Physicians tend to partner up with other professionals, like lawyers, bankers and CPAs when they start their own private practices. Many established physicians ARE going broke and filling for bankruptcy after getting drawn too deep into the business side of medicine. Instead of keeping focus on patient treatment, many physicians have their entire life savings linked to the profitability of their practice, which has more to do with negotiating the best deals for insurance reimbursement, malpractice insurance, building leases, utilities, and capital expenses such as X-ray, EKG, or sonogram machines. The bankers and lawyers structure things so they have the lion's share of ROI while the physician is personally exposed to the most liability. Then they have lawyers, bankers, limited partners, and shareholders pressuring them to be more "profitable", which means cutting face time with patients from 15 minutes to 10 minutes, prescribing drugs from suppliers that will pay back "incentives", referring to other specialists and facilities that offer kickbacks, separating physician fees from facility fees to juice more from insurance, performing more tests than necessary to defend against liability while receiving more reimbursement from insurance and medicare, performing sneaky out-of-network or uncovered services on unsuspecting patients with deep pockets, and more frequently flat-out defrauding medicare, medicaid, and private insurance companies.

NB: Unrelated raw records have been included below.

PR #9, opened 2022-07-08
Adapt changes inc release 1.13

echarlaix:


tests/test_inc.py
```diff
@@ -274,7 +274,7 @@ def eval_func(model):
             sparsity = optimizer.get_sparsity()
 
             # Verification final sparsity is equal to the targeted sparsity
-            self.assertGreaterEqual(round(sparsity), target_sparsity * 100)
+            self.assertGreaterEqual(round(sparsity), 0.5)
```
echarlaix, line 277: Why should we replace with `target_sparsity * 100` to `0.5`  @PenghuiCheng ? Is it because sparsity is never guaranteed to be the exactly `target_sparsity` ?

optimum/intel/neural_compressor/trainer.py
```diff
@@ -553,17 +553,18 @@ def compute_loss(self, model, inputs, return_outputs=False):
...
-                    inputs, teacher_model=self.agent.teacher_model._model
-                )
-
-            teacher_logits = self._get_logits(teacher_outputs)
+            teacher_logits = inputs.pop("teacher_logits", None)
+            if hasattr(self.agent, "on_after_compute_loss"):
+                if teacher_logits is None:
+                    teacher_outputs = self.agent.criterion.teacher_model_forward(inputs)
+                    teacher_logits = self._get_logits(teacher_outputs)
+            elif hasattr(self.agent, "on_post_forward"):
```
echarlaix, line 564: @PenghuiCheng Currently in [main](https://github.com/huggingface/optimum-intel/blob/main/optimum/intel/neural_compressor/trainer.py#L562) we use the `teacher_model_forward` method to compute the teacher outputs, but I agree that it makes totally sense to use `on_post_forward` to stay compatible for `neural_compressor` v1.12 or under

optimum/intel/neural_compressor/trainer.py
```diff
@@ -553,17 +553,18 @@ def compute_loss(self, model, inputs, return_outputs=False):
...
+                # Compute teacher model outputs
+                self.agent.on_post_forward(inputs, teacher_output=teacher_logits)
+                teacher_logits = self._get_logits(self.agent.criterion.teacher_outputs)
```
echarlaix, line 567:
```suggestion
            # Compute teacher model outputs
            if teacher_logits is None:
                if hasattr(self.agent, "on_after_compute_loss"):
                    teacher_outputs = self.agent.criterion.teacher_model_forward(inputs)
                    teacher_logits = self._get_logits(teacher_outputs)
                elif hasattr(self.agent, "on_post_forward"):
                    self.agent.on_post_forward(inputs, teacher_output=teacher_logits)
                    teacher_logits = self._get_logits(self.agent.criterion.teacher_outputs)
                else:
                    raise ValueError("Unable to compute the teacher outputs")
```

optimum/intel/neural_compressor/trainer.py
```diff
@@ -553,17 +553,18 @@ def compute_loss(self, model, inputs, return_outputs=False):
...
-            teacher_outputs = inputs.pop("teacher_outputs", None)
-            # Compute teacher model outputs
-            if teacher_outputs is None:
-                teacher_outputs = self.agent.criterion.teacher_model_forward(
-                    inputs, teacher_model=self.agent.teacher_model._model
-                )
-
-            teacher_logits = self._get_logits(teacher_outputs)
+            teacher_logits = inputs.pop("teacher_logits", None)
+            if hasattr(self.agent, "on_after_compute_loss"):
```
echarlaix, line 560: Is it equivalent to `hasattr(self.agent.criterion, "teacher_model_forward")` ?

tests/test_inc.py
PenghuiCheng: because， the target  sparsity in yaml is for every operator sparsity, not for whole model sparsity, so we can the sparsity of op is all greater than 0.02 in log, but there are many weights, like embedding op, didn't be pruned.  And the function of optimizer.get_sparsity() is get the model sparsity. the model sparsity is 0.84, so I set it to 0.5.
the log is as below:
2022-08-05 17:30:41 [INFO]                                                  Name         Shape NNZ (dense)  NNZ (sparse)  Sparsity(%)   Std      Mean  Abs-M
ean
0   distilbert.embeddings.word_embeddings.module.w...  [30522, 768]    23440896             0         0.00  **_0.05_** -3.83e-02      0.05
1   distilbert.embeddings.position_embeddings.modu...    [512, 768]      393216             0         0.00  **_0.02**_ -4.01e-05      0.01
2   distilbert.transformer.layer.0.attention.q_lin...    [768, 768]      589824             0         0.00  _**0.04**_  5.97e-05      0.03
3   distilbert.transformer.layer.0.attention.k_lin...    [768, 768]      589824             0         0.00  _**0.04**_  9.21e-06      0.03

optimum/intel/neural_compressor/trainer.py
PenghuiCheng: on_after_compute_loss is not equivalent to teacher_model_forward, in future , we will use on_after_compute_loss callback to compute distillation loss. the usage is like below:
student_outputs = student_model(input)
student_loss = user_criterion(student_outputs, labels)
total_loss = agent.on_after_compute_loss(input, student_outputs, student_loss, tearch_outputs)
here, teacher_outputs is optional.
The callback of on_after_compute_loss is a new API in 1.13. The purpose of this is to reuse the user's criterion.
But in on_after_compute_loss, it didn't handle a tuple of student_outputs and teacher_outputs. so we didn't use the on_after_compute_loss directly, in the future I will commit another commit to use on_after_compute_loss directly.

tests/test_inc.py
echarlaix: Thanks for the clarification

optimum/intel/neural_compressor/trainer.py
PenghuiCheng: The on_after_compute_loss API usage is as above, so here is only a transitional change. in the future, we only use total_loss == agent.on_after_compute_loss(None, student_outputs, student_loss, teacher_outputs) directly.

optimum/intel/neural_compressor/trainer.py
echarlaix: My question was more about does `hasattr(self.agent, "on_after_compute_loss")` is equivalent to `hasattr(self.agent.criterion, "teacher_model_forward")` as `self.agent.criterion.teacher_model_forward` is called after this condition. Also thanks for your explanation, does it mean that the `teacher_model_forward` method will be deprecated ? I find this method very useful as it gives us more flexibility : and compute the loss ourselves with the trainer `compute_distillation_loss` method

PenghuiCheng (approved):

optimum/intel/neural_compressor/trainer.py
PenghuiCheng: The teacher_model_forward will exist in the old version and the new version in neural_compressor,  we can use it anyway. Yes, if you want to use the trainer compute_distillation_loss method, you can use hasattr(self.agent.criterion, "teacher_model_forward") condition, but it is only in the new version that will return outputs. So you need to judge that is a new version neural_compressor first.

optimum/intel/neural_compressor/trainer.py
PenghuiCheng: If teacher_logits is None, agent.on_post_forward will compute the tearcher_outputs, but if teacher_logits is not None, agent.on_post_forward didn't recompute teacher_outputs, just only assign to self.agent.criterion.teacher_outputs

PenghuiCheng: Oh, yes, I got your point now, your suggestion is OK.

Patients and physicians both would benefit from either a single-payer system like the UK and Canada have, or a maybe a public-private system like Australia has, where those willing to pay more direct or willing to buy commercial insurance can be treated by private physicians rather than publicly employed physicians, just like we have public and private schools in the US. In the US we actually have a shortage of physicians, especially if we are going to start covering care for more of our poor and working class. Yet many excellent candidates are not admitted to medical school because only the cream of the cream were selected. There are also many qualified physicians educated in Europe and Asia that cannot EVER practice in the US simply because they didn't get their degree here. Direct government investment in programs to train and certify physicians without forcing them into hundreds of thousands of dollars of unforgivable student loan debt would be a benefit to aspiring physicians and patients alike. Direct government assumption of financial liability and discipline of physicians would free physicians to earn an honest and comfortable living while providing patient care that serves the interest of the patient.
Gradually shortening the terms of pharmaceutical patents and finding more cures and treatments through non-profit, grant-funded, university research would help to substantially lower the family burden when it comes to the cost of care. At the end of the day it is the scientists putting in 80-120 hours each week that makes cures possible, and even those scientists working for Big Pharma are not raking in the dough compared to the executives, lawyers, and pharma sales reps. Scientists are not paid any less at the University level so the argument of profit incentive is rather mute.